*** GIVEN RECORDS ***

Issue #432, opened 2019-11-09
AAA Test and Function GetBlockFromResponse


bashbashbash:
A AAA unit-testable response handler, which will convert the block in the response body from JSON to a normal block and return it

bashbashbash:
Completed

PR #433, opened 2019-11-09
Getblockfrombody AAA test and function

bashbashbash:
#432

### DIFF
--- a/internal/handlers/handlers.go
+++ b/internal/handlers/handlers.go
@@ -4,6 +4,7 @@ import (
 	"bytes"
 	"database/sql"
 	"encoding/json"
+	"fmt"
 	"io"
 	"net/http"
 	"strconv"
@@ -142,9 +143,12 @@ func HandleGetJSONBlockByHeight(fetcher ifaces.IBlockFetcher) func(w http.Respon
 // Note - per the documentation on the response struct, the body is never nil
 // TODO how do we test the response is valid if the body is never nil?
 func GetBlockFromResponse(r *http.Response) block.Block {
-	var requestBody block.Block
+	var requestBody block.JSONBlock
 	buf := new(bytes.Buffer)
 	buf.ReadFrom(r.Body)
 	json.Unmarshal(buf.Bytes(), &requestBody)
-	return requestBody
+
+	fmt.Printf("%v", requestBody)
+	bodyBlock, _ := requestBody.Unmarshal()
+	return bodyBlock
 }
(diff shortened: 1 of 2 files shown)


internal/handlers/handlers.go
```diff
@@ -137,3 +139,20 @@ func HandleGetJSONBlockByHeight(fetcher ifaces.IBlockFetcher) func(w http.Respon
 		io.WriteString(w, string(marshalledBlock))
 	}
 }
+
+// GetBlockFromResponse will convert the body of a reponse handler and return a Block
```
kstola2: converts the body of a response* , I don't know what a response handler is

internal/handlers/handlers.go
```diff
@@ -137,3 +139,20 @@ func HandleGetJSONBlockByHeight(fetcher ifaces.IBlockFetcher) func(w http.Respon
...
+// Note - per the documentation on the response struct, the body is never nil
+// TODO how do we test the response is valid if the body is never nil?
```
kstola2: HTTP uses status codes. Please read up on them. 200 would be returned upon successful block retrieval

- [ ] remove TODO

internal/handlers/handlers.go
```diff
@@ -137,3 +139,20 @@ func HandleGetJSONBlockByHeight(fetcher ifaces.IBlockFetcher) func(w http.Respon
...
+	if r.StatusCode == http.StatusBadRequest {
+		return block.Block{}, errors.New("StatusBadRequest")
+	}
+	var requestBody block.JSONBlock
+	buf := new(bytes.Buffer)
+	buf.ReadFrom(r.Body)
+	json.Unmarshal(buf.Bytes(), &requestBody)
+
+	fmt.Printf("%v", requestBody)
+	bodyBlock, _ := requestBody.Unmarshal()
```
kstola2: - [ ] Handle the error returned from `Unmarshal`

internal/handlers/handlers_test.go
```diff
@@ -414,3 +414,71 @@ func TestGetJSONBlockByHeight(t *testing.T) {
...
+			rr := httptest.NewRecorder()
+
+			// Serve the request
+			handler.ServeHTTP(rr, req)
+
+			// Actual block that is recorded in the response
+			actualBlock, err := GetBlockFromResponse(rr.Result())
+
+			// Assert
+			if !reflect.DeepEqual(test.expectedBlock, actualBlock) {
```
kstola2: - [ ] Please use this function for comparisons: https://github.com/SIGBlockchain/project_aurum/blob/master/internal/block/block.go#L147

internal/handlers/handlers.go
bashbashbash: - [ ]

*** End of GIVEN RECORDS ***

• [EXERCISE DIRECTIONS]:
Repeat all of the records, letter for letter.

• [TASK RESPONSE]:
Issue #432, opened 2019-11-09
AAA Test and Function GetBlockFromResponse


bashbashbash:
A AAA unit-testable response handler, which will convert the block in the response body from JSON to a normal block and return it

bashbashbash:
Completed

PR #433, opened 2019-11-09
Getblockfrombody AAA test and function

bashbashbash:
#432

### DIFF
--- a/internal/handlers/handlers.go
+++ b/internal/handlers/handlers.go
@@ -4,6 +4,7 @@ import (
 	"bytes"
 	"database/sql"
 	"encoding/json"
+	"fmt"
 	"io"
 	"net/http"
 	"strconv"
@@ -142,9 +143,12 @@ func HandleGetJSONBlockByHeight(fetcher ifaces.IBlockFetcher) func(w http.Respon
 // Note - per the documentation on the response struct, the body is never nil
 // TODO how do we test the response is valid if the body is never nil?
 func GetBlockFromResponse(r *http.Response) block.Block {
-	var requestBody block.Block
+	var requestBody block.JSONBlock
 	buf := new(bytes.Buffer)
 	buf.ReadFrom(r.Body)
 	json.Unmarshal(buf.Bytes(), &requestBody)
-	return requestBody
+
+	fmt.Printf("%v", requestBody)
+	bodyBlock, _ := requestBody.Unmarshal()
+	return bodyBlock
 }
(diff shortened: 1 of 2 files shown)


internal/handlers/handlers.go
```diff
@@ -137,3 +139,20 @@ func HandleGetJSONBlockByHeight(fetcher ifaces.IBlockFetcher) func(w http.Respon
 		io.WriteString(w, string(marshalledBlock))
 	}
 }
+
+// GetBlockFromResponse will convert the body of a reponse handler and return a Block
```
kstola2: converts the body of a response* , I don't know what a response handler is

internal/handlers/handlers.go
```diff
@@ -137,3 +139,20 @@ func HandleGetJSONBlockByHeight(fetcher ifaces.IBlockFetcher) func(w http.Respon
...
+// Note - per the documentation on the response struct, the body is never nil
+// TODO how do we test the response is valid if the body is never nil?
```
kstola2: HTTP uses status codes. Please read up on them. 200 would be returned upon successful block retrieval

- [ ] remove TODO

internal/handlers/handlers.go
```diff
@@ -137,3 +139,20 @@ func HandleGetJSONBlockByHeight(fetcher ifaces.IBlockFetcher) func(w http.Respon
...
+	if r.StatusCode == http.StatusBadRequest {
+		return block.Block{}, errors.New("StatusBadRequest")
+	}
+	var requestBody block.JSONBlock
+	buf := new(bytes.Buffer)
+	buf.ReadFrom(r.Body)
+	json.Unmarshal(buf.Bytes(), &requestBody)
+
+	fmt.Printf("%v", requestBody)
+	bodyBlock, _ := requestBody.Unmarshal()
```
kstola2: - [ ] Handle the error returned from `Unmarshal`

internal/handlers/handlers_test.go
```diff
@@ -414,3 +414,71 @@ func TestGetJSONBlockByHeight(t *testing.T) {
...
+			rr := httptest.NewRecorder()
+
+			// Serve the request
+			handler.ServeHTTP(rr, req)
+
+			// Actual block that is recorded in the response
+			actualBlock, err := GetBlockFromResponse(rr.Result())
+
+			// Assert
+			if !reflect.DeepEqual(test.expectedBlock, actualBlock) {
```
kstola2: - [ ] Please use this function for comparisons: https://github.com/SIGBlockchain/project_aurum/blob/master/internal/block/block.go#L147

internal/handlers/handlers.go
bashbashbash: - [ ]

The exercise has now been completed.